# Sons' first deer



## GAJoe (Nov 12, 2017)

He topped my best. 18 & 3/4" outside. His Grand-dad took him on the hunt opening day evening. After the shot they could find no sign of a hit and failing light ended the search. I went looking the next day and searched based on the details that they provided. Yesterday I came across the remains of the body on the edge of a pasture close by. It was picked to the bone and sinew shredded, but no head in sight. An hour of combing the new area I found it's head in the woods partly covered in the fallen leaves. Amazing how fast the coyotes and weather had taken it's toll but I had walked that very path the weekend before the hunt putting up a ladder stand.


----------



## wvdawg (Nov 12, 2017)

Nice one.  Congrats on the recovery - good memories of the hunt with grand-dad.


----------



## GAGE (Nov 12, 2017)

Never give up, congrats!


----------



## GAJoe (Nov 14, 2017)

Thanks guys!



wvdawg said:


> Nice one.  Congrats on the recovery - good memories of the hunt with grand-dad.

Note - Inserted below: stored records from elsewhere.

PR #6577, opened 2017-04-13
SISRP-32137 - Number each attempt on the Qualifying Exam milestone

lyttam:
https://jira.berkeley.edu/browse/SISRP-32137

This brings the Degree Progress card more in line with the Committees card.  We weren't bothering to show "Exam n:" on the second or third exam attempt as long as they passed it on that attempt.  Now we will show the exam number on every attempt.

### DIFF
--- a/app/models/degree_progress/milestones_module.rb
+++ b/app/models/degree_progress/milestones_module.rb
@@ -76,22 +76,13 @@ module DegreeProgress
     end
 
     def parse_milestone_attempt(milestone_attempt)
-      milestone_attempt = {
-        sequenceNumber: milestone_attempt[:attemptNbr].to_i,
-        date: parse_date(milestone_attempt[:attemptDate]),
-        result: Berkeley::GraduateMilestones.get_status(milestone_attempt[:attemptStatus], Berkeley::GraduateMilestones::QE_RESULTS_MILESTONE),
-        statusCode: milestone_attempt[:attemptStatus]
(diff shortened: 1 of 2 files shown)


app/models/degree_progress/milestones_module.rb
```diff
@@ -76,22 +76,13 @@ def parse_milestone_attempts(requirement)
...
-        sequenceNumber: milestone_attempt[:attemptNbr].to_i,
-        date: parse_date(milestone_attempt[:attemptDate]),
-        result: Berkeley::GraduateMilestones.get_status(milestone_attempt[:attemptStatus], Berkeley::GraduateMilestones::QE_RESULTS_MILESTONE),
-        statusCode: milestone_attempt[:attemptStatus]
+      attempt_result = Berkeley::GraduateMilestones.get_status(milestone_attempt[:attemptStatus], Berkeley::GraduateMilestones::QE_RESULTS_MILESTONE)
+      sequence_number = milestone_attempt[:attemptNbr].to_i
+      {
+        sequenceNumber: sequence_number,
+        statusCode: milestone_attempt[:attemptStatus],
+        display: "Exam #{sequence_number}: #{attempt_result} #{parse_date(milestone_attempt[:attemptDate])}"
```
davidlimcheng: @lyttam, with the change in back-end parsing, I would also expect a necessary change in front-end presentation - or is that not the case here?

davidlimcheng: Ah nevermind, I see that milestone_attempt[:display] _was_ in the prior object as well.

davidlimcheng:
Looks good!

PR #6580, opened 2017-04-14
SISRP-31567 - refactors student success

lyttam:

Another blind attempt to solve that mystery bug where the data doesn't load on the card the first time.

The console.log statements seemed to point to some timing issue or race condition involving setting things in `$scope` and then relying on them to be there in other parts of the JS controller.  I hope this will fix that, but we won't know until we can test it in dev.

I'd like this to have @davidlimcheng's blessing before merging.


davidlimcheng:
@lyttam, if anything, this simplifies the code and makes it much more readable.  Fingers crossed it also will squash the pesky little bug too.  Thanks @lyttam!

PR #6582, opened 2017-04-16
SISRP-27686 -  Semesters - Withdrawal Status

nkutub:
https://jira.berkeley.edu/browse/SISRP-27686

* added withdrawal data to semesters feed 
* new EDODB query  get_withdrawal_status
* added withdrawal info to semseters card

### DIFF
--- a/src/assets/templates/academics_semesters.html
+++ b/src/assets/templates/academics_semesters.html
@@ -11,16 +11,18 @@
   <div class="cc-widget-padding cc-flex-space-between-vertical-15">
     <div class="cc-table cc-academics-semester cc-academics-semester-{{semester.timeBucket}}" data-ng-repeat="semester in semesters | limitTo:pastSemestersLimit">
       <div>
-        <h3 data-ng-if="semester.hasEnrollmentData && semester.slug && !isAdvisingStudentLookup"><a class="cc-left" data-ng-href="/academics/semester/{{semester.slug}}" data-ng-bind="semester.name"></a></h3>
-        <h3 class="cc-left" data-ng-if="!semester.hasEnrollmentData || !semester.slug || isAdvisingStudentLookup" data-ng-bind="semester.name"></h3>
+        <h3 data-ng-if="!semester.hasWithdrawalData && semester.hasEnrollmentData && semester.slug && !isAdvisingStudentLookup"><a class="cc-left" data-ng-href="/academics/semester/{{semester.slug}}" data-ng-bind="semester.name"></a></h3>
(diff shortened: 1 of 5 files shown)


src/assets/templates/academics_semesters.html
```diff
@@ -11,16 +11,18 @@ <h2 class="cc-left">Semesters</h2>
   <div class="cc-widget-padding cc-flex-space-between-vertical-15">
     <div class="cc-table cc-academics-semester cc-academics-semester-{{semester.timeBucket}}" data-ng-repeat="semester in semesters | limitTo:pastSemestersLimit">
       <div>
-        <h3 data-ng-if="semester.hasEnrollmentData && semester.slug && !isAdvisingStudentLookup"><a class="cc-left" data-ng-href="/academics/semester/{{semester.slug}}" data-ng-bind="semester.name"></a></h3>
-        <h3 class="cc-left" data-ng-if="!semester.hasEnrollmentData || !semester.slug || isAdvisingStudentLookup" data-ng-bind="semester.name"></h3>
+        <h3 data-ng-if="!semester.hasWithdrawalData && semester.hasEnrollmentData && semester.slug && !isAdvisingStudentLookup"><a class="cc-left" data-ng-href="/academics/semester/{{semester.slug}}" data-ng-bind="semester.name"></a></h3>
+        <h3 class="cc-left" data-ng-if="semester.hasWithdrawalData || !semester.hasEnrollmentData || !semester.slug || isAdvisingStudentLookup" data-ng-bind="semester.name"></h3>
```
davidlimcheng: @nkutub Lines 14+15 have some pretty gnarly logic in there, would it be possible encapsulate this logic in the Controller instead?  Then we can give it a readable name like "showSemesterLink" or something like that.

We can do this in a future merge too if you're pressed for time - I'll leave that up to your discretion.

lyttam: +1.  Lots of logic in this template, and any way it could be grouped into meaningful business terms would be helpful.

nkutub: @davidlimcheng after discussing with you seems like it will be more consistent with entire card to keep the flags visible

davidlimcheng: @nkutub @lyttam Yeah - Nader and I discussed and due to the immense amount of sharing for these flags on this page, it'd ironically make it less readable if we encapsulate just a piece of the pie.  

One thing we can do in a future PR is get rid of all the isStudentAdvisingLookup flags, since the Semesters card does not appear on that page anymore.  Created [SISRP-32292](https://jira.berkeley.edu/browse/SISRP-32292) for that purpose.

davidlimcheng:
good stuff, @nkutub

And as it turned out I got in on the memory by being the one to find evidence that he got it and searching until I found it's head. Boy I'm glad mother nature did a good job cleaning it already.


----------



## naildrvr (Nov 14, 2017)

That's a nice 1 for sure. Glad you were able to find the head.


----------



## bany (Nov 17, 2017)

Good for him! Too bad it was lost but nice recovery


----------



## GAJoe (Nov 25, 2017)

Thanks Guys!


----------



## riskyb (Apr 19, 2018)

Good deer congrats


----------